Tina FiveAsh | Queer Love | 6 x C-type photograph | 1997
I acknowledge that the land I live and work on is the land of the Kaurna people. Land where sovereignty has never been ceded. I pay my respects to elders past, present, and future.
Annabell Evitts: Spoken
Rosslyn Prosser: How to Make Whips
Adolfo Aranjuez: Motion
Molly Lukin: House
Ainslie Templeton: sun square on stomach
Cee Devlin: TIDE
Virginia Barratt: mMouth hHouse pPanic cCathedral
Quinn Eades: Binding
Romy Durrant: Sometimes we meet in hotels
Plenary: an introduction I did not want to build a falling-down house of rhetoric Or even one that could stand all the huffing and puffing I did need something gentle So many gentle things To stick together the words of others To find some gentle Rhythm to walkwork through words I seek I sought I see. I do not want your letter back in my alphabet. Small as it is, There’s no room. Reading— Trip along the whip crack of associations Reaching for open space Wound up, collected, in a no place no place —would my skin make leather words? Working over, rubbing, and smoothing out lines that are laughter, lines—history of touch, sun-split sun-kissed wearing the shore in corners of eyes, It might be beautiful to grow old. If I (ifs ands or buts) multiply the sweetness of experience if we are alone and bordered by suspicion longing beaches open and close when there is no home to go to just a line of sunset gambling luck and lycra bad luck deep curve lock and key the lack lack in this place multiplied by grief and the red dirt rift of memory on the body on skin on land the road taken slow motion bark all red and blue and sand Not here It never happened (and then it always did). Every map I can’t read, Unknowing names and places. Skin unfolds in a dream, On a sun square stomach. Garden plump ripe with ache and promise I read the wall again. And if I could borrow your panic For a minute To gestate this archaeology Of scribbles and correspondence I would unravel my intestines too And shake out that Freudian creed Knowing my debt To words To language Falling out of every house Trapped in the archipelago of light And the pace of breath In the travelogue of breath In lieu of an introduction Like Stendhal’s prefaces to Love I want to trust you with the offering And break the cathedral prayer by prayer. All the while I go on reading And drive my love in Pressing my cheek to the tide Falling from grace I’ve never known.

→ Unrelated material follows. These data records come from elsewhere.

PR #248, opened 2022-06-24
Replace matrix to animation word

RuffaloLavoisier:
I changed it to an integrated meaning.


simonmicro:
I _personally_ think `ANIMATION` is too broad for **just** the Matrix animation, but whatever... Should be fine for now...

simonmicro (approved):

PR #250, opened 2022-06-29
CI : refactoring action with script

RuffaloLavoisier:
With #246

Replace some commands with a script.


RuffaloLavoisier (commented):
If there is anything else you need in the script part, please give me your opinion. otherwise LGTM.

PR #257, opened 2022-07-09
Allow changing button press timeouts via config.h

FranseFrikandel:
Maybe I am just exceptionally impatient, but the long button press timeouts just seemed too long to me, so I made the timeouts for both the long press of the stopwatch and app switcher configurable via config.h.


FranseFrikandel:
Ouch, that didn't work as expected! I'll open a new PR.

PR #258, opened 2022-07-09
Allow setting custom long press button timeouts

FranseFrikandel:
Maybe I am just exceptionally impatient, but the long button presses were taking too long for my liking, so I made them configurable via config.h.

### DIFF
--- a/include/config_defaults.h
+++ b/include/config_defaults.h
@@ -154,14 +154,19 @@
 #define THEME_DANGER_COLOR rgb888(255, 56, 96)
 #endif
 
+// Set the long press time to switch between apps.
+#ifndef DEFAULTLAUNCHER_LONG_PRESS
+#define DEFAULTLAUNCHER_LONG_PRESS 1000
+#endif
+
 // The following settings are configureable later on using the web ui, you can still set the defaults here.
 
-// Daylight saving time offset in hours. E.g. 0.5 = 30 min
 #ifndef CONFIG_DATE_FORMAT
 // possibilities: "yyyy.mm.dd" or "mm/dd/yyyy"
 #define CONFIG_DATE_FORMAT "mm/dd/yyyy"
 #endif
 
+// Daylight saving time offset in hours. E.g. 0.5 = 30 min
 #ifndef CONFIG_DAYLIGHTOFFSET
 #define CONFIG_DAYLIGHTOFFSET 0
 #endif
@@ -195,6 +200,9 @@
 #endif
 #ifndef TOOL_STOPWATCH
 #define TOOL_STOPWATCH 1
+#endif
+#ifndef TOOL_STOPWATCH_BTN_TIMEOUT
+#define TOOL_STOPWATCH_BTN_TIMEOUT 1800
 #endif
 #ifndef TOOL_WATERLEVEL
 #define TOOL_WATERLEVEL 1
--- a/include/osw_hal.h
+++ b/include/osw_hal.h
@@ -20,7 +20,6 @@
 #define ERR_SD_MISSING 1
 #define ERR_SD_MOUNT_FAILED 2
 
-#define DEFAULTLAUNCHER_LONG_PRESS 1000
 #define NUM_BUTTONS 3
 // enum for user space button handling
 enum Button { BUTTON_1 = 0, BUTTON_2 = 1, BUTTON_3 = 2 };
--- a/src/apps/main/stopwatch.cpp
+++ b/src/apps/main/stopwatch.cpp
@@ -42,7 +42,7 @@ void OswAppStopWatch::loop() {
     }
     long totalTime = diff + sumPaused;
 
-    long btnTimeout = 1800;
+    long btnTimeout = TOOL_STOPWATCH_BTN_TIMEOUT;
     long btnDown = 0;
     if(running) {
         if(hal->btnHasGoneDown(BUTTON_2)) {


src/apps/main/stopwatch.cpp
```diff
@@ -42,7 +42,7 @@ void OswAppStopWatch::loop() {
     }
     long totalTime = diff + sumPaused;
 
-    long btnTimeout = 1800;
+    long btnTimeout = TOOL_STOPWATCH_BTN_TIMEOUT;
```
RuffaloLavoisier, line 45: This is stopwatch not switch screens between apps..

RuffaloLavoisier (commented):
Hello world, thank you for your contribution. 

Does your opinion mean a long button time when switching screens between APP? 

But your has modified the stopwatch part. 

IMHO, I think this good idea.

I'd appreciate it if you could fix it. 

And isn't  this TimeOut(`1000`) introduced to prevent hardware [*debounce*](https://www.arduino.cc/en/Tutorial/BuiltInExamples/Debounce)? - @uvwxy 

Hey @FranseFrikandel, If you want to reflect this part, how about adding it to the `web-interface`? - @simonmicro

FranseFrikandel:
I had changed both the long press to reset the stopwatch, and the long press to switch between apps. If you prefer I could change the PR to be only the one between switching apps.

Definetly willing to look into implementing it into the web interface, but I haven't gotten WiFi on my watch working yet, will get back to that this evening.

RuffaloLavoisier:
@FranseFrikandel 
I'm sorry, I didn't quite understand.

What do you want do?
Does it mean that the screen switching time between apps is long when you press the button? Or does it mean that the initialization time of the stopwatch is long?

For your information, your PR is modified the initialization time of the stopwatch.

FranseFrikandel:
The PR makes the long press time configurable for both app switching and resetting the stopwatch, as both of these were too long for my liking.

My changes in include/osw_hal.h are for customizable long press times to switch between apps (bottom left button). This was currently hardcoded to 1000 milliseconds, and reflected in the variable DEFAULTLAUNCHER_LONG_PRESS. The default remains the same as before at 1000 milliseconds but is now editable via changing DEFAULTLAUNCHER_LONG_PRESS in your config.h

The changes to stopwatch.cpp are the long press to reset the stopwatch once you have paused it (bottom right button). (so setting it back to 0) This was currently hardcoded to 1800ms and is now also configurable via the new variable TOOL_STOPWATCH_BTN_TIMEOUT. This variable also still defaults to its original 1800ms just as the switching between apps before.

So as an example, in my config.h I have now set this:
`
#define TOOL_STOPWATCH_BTN_TIMEOUT 800
#define DEFAULTLAUNCHER_LONG_PRESS 600
`

Which makes resetting the stopwatch take 800ms, and switching between apps 600ms.

So to answer both questions directly:
1. The time I had to hold the button down to switch between apps instead of switching between pages in apps was too long for my liking and adressed in this PR.
2. Not the initialization of the stopwatch, but the time you had to hold down the reset button of the stopwatch to reset the counter back to 0.

Hope this clarifies everything.

> @FranseFrikandel I'm sorry, I didn't quite understand. There is not enough explanation for PR. Would you explain in detail? 😆
> ### What do you mean?
> 
>     1. Does it mean that the screen switching time between apps is long when you press the button?
> 
>     2. Does it mean that the initialization time of the stopwatch is long?
> 
> 
> For your information, your PR is 2(initialization time of the stopwatch).

include/osw_hal.h
```diff
@@ -20,7 +20,6 @@
 #define ERR_SD_MISSING 1
 #define ERR_SD_MOUNT_FAILED 2
 
-#define DEFAULTLAUNCHER_LONG_PRESS 1000
```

In 2015, at the Experimentalies symposium convened by myself and Rosslyn Prosser at The University of Adelaide, Professor Marion May Campbell presented the plenary address. She performed a poem made of the titles of and observations about the papers given over the three-day event. I have taken inspiration from this in introducing this collection of work. ‘Plenary: an introduction’ souvenirs the works generously contributed here, and I would like to thank the writers for their insights and for being open to this process of collection and publication.